Directions for this task ->
Each of the entries below should be written out exactly as it reads.

Saved data entries:

####################

PR #156, opened 2017-07-20
Bulk bookmarking

### LINKED ISSUE #118: Add route to bookmark a list of entries

mmmavis:
Fixes #118

### DIFF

####################

Task response ->
PR #156, opened 2017-07-20
Bulk bookmarking

### LINKED ISSUE #118: Add route to bookmark a list of entries

mmmavis:
Fixes #118

### DIFF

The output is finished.